# Local methods in fusion systems

## December 15-19, 2008

Organizer: Antonio Díaz Ramos

External Participants:

• Nadia Mazza (University of Lancaster)
• Sejong Park (Oberwolfach Institute)
• Radu Stancu (Universite de Picardie)

This is a workshop on fusion systems. There will be very few talks (1 per day) and plenty of time to interact. The interest is to make further progress in generalizing results from group theory to the fusion system setting. Nevertheless, the talks are not restricted to this topic, and they cover several topics related to fusion systems.

Programme

 Mon 15 13:15-14:15 Aud. 2 Antonio Díaz Introduction to fusion systems Tue 16 13:15-14:15 Aud. 2 Sejong Park Control of fusion and transfer Wed 17 10:15-11:15 Aud. 9 Nadia Mazza Oliver's conjecture Thu 18 13:15-14:15 Aud. 9 Radu Stancu Characteristic bisets and fusion Fri 19 10:15-11:15 Aud. 8 Adam Glesser Sparse fusion systems

Overview of the topics:

• Introduction to fusion systems: this will be an introduction to fusion systems theory with emphasis on the homotopy theoretical point of view. Main open problems of the theory will be described. Analogies with group theory will be discussed (recommended reading: [BLO04]).
• Sparse fusion systems: In studying fusion systems, one is inexorably led towards proving statements by considering a minimal counterexample and showing that the accompanying fusion system is constrained, hence modeled by a finite group.

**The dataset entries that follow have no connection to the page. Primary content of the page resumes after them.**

PR #41, opened 2019-03-28
Fix Red Fog

tracktwo:
`GetHPChangedObjectList` was pulling the previous game state with an
uninitialized variable, so would always yield `none` and ignore all
HP-changing events.


pledbrook:
Just saw this. Thanks!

Commonly, the fusion system involved has very few subfusion systems. In an extreme case, we call the fusion system sparse. In this talk, we will give some basic properties of sparse fusion systems, allowing us to streamline the proof of a result of Kessar and Linckelmann as well as to give a proof of a new result based on an unpublished lemma of Navarro.
• Oliver's conjecture: In the proof of the Martino-Priddy conjecture in odd characteristic Bob Oliver defines a certain characteristic subgroup in any finite p-group (Definition 3.1 in [O04]). He then conjectures that this subgroup always contains the Thompson subgroup that is built up using the elementary abelian subgroups of maximal order (Conjecture 3.9 in [O04]). In fact, if it were true, then it would provide another proof of the Martino-Priddy conjecture in odd characteristic. But a proof of Oliver's conjecture is still awaiting, and only few cases have been shown. In this talk, we will present a survey of the conjecture and an update of the results known so far (recommended reading: [O04,GHL]).
• Control of fusion and transfer: We review the notion of control of fusion and transfer for finite groups and see how it can be generalized for (saturated) fusion systems.  Then we discuss recent generalizations of classical control of fusion/transfer theorems in local group theory to fusion systems - notably Glauberman-Thompson p-nilpotency theorem and Glauberman's ZJ- theorem [KL], Thompson's p-nilpotency theorem [DGMP1], Stellmacher's characteristic 2-subgroup theorem [OS], and Glauberman's K-group theorem [KL] [DGMP2].  Finally we discuss a new generalization of Yoshida's theorem on control of transfer to fusion systems.
• Characteristic bisets and fusion: To a saturated fusion system on a finite $p$-group $S$ Broto, Levi and Oliver associate a characteristic $S$-$S$ biset having  stability properties with respect to the fusion system. I'll explain that the existence of such characteristic biset implies the saturation of the fusion system. A characteristic biset associated to a saturated fusion system also satisfies some Frobenius reciprocity type properties (that I'll introduce and discuss). Again we have a converse statement saying that if a characteristic biset of a fusion system satisfies Frobenius reciprocity then the fusion system is saturated. This is joint work with Kari Ragnarsson.
• Generalizing results from group theory to fusion systems: Alperin's fusion theorem for finite groups is the most central result which has successfully been generalized to the fusion system setting. Other such results are Frobenius' theorem on normal p-complements, Glauberman and Thompson's p-nilpotency criterion and  Glauberman's ZJ-theorem.

We will use the visitors office 4.01 for informal meetings. The discussion topics in these meeting will be all of the above and possibly:

• Yoshida's theorem
• Category of elementary abelian p-subgroups
• Burnside ring of fusion systems

Bibliography:

• [BLO04] C. Broto, R. Levi, R. Oliver, The theory of p-local groups: a survey, Homotopy theory: relations with algebraic geometry, group cohomology, and algebraic K-theory,  51--84, Contemp. Math., 346, Amer. Math. Soc., Providence, RI, 2004.
• [GHL] D.J. Green, L. Hethelyi, and M. Lilienthal, On Oliver's p-group conjecture, preprint.
• [DGMP1] A. Diaz, A. Glesser, N. Mazza, S. Park, Glauberman and Thompson's theorems for fusion systems, Proc. Amer. Math. Soc., 137 (2009), 495-503.
• [DGMP2] A. Diaz, A. Glesser, N. Mazza, S. Park, Control of transfer
and weak closure in fusion systems, preprint (2008), preprint.
• [KL] R. Kessar, M. Linckelmann, ZJ-theorem for fusion systems, Trans. Amer. Math. Soc., 360 (2008), 3093--3206.
• [O04] R. Oliver, Equivalences of classifying spaces completed at odd primes, Math. Proc. Cambridge Philos. Soc., vol. 137 (2004), number 2, 321-347.
• [OS] S. Onofrei, R. Stancu, A characteristic subgroup for fusion systems, preprint (2008), preprint.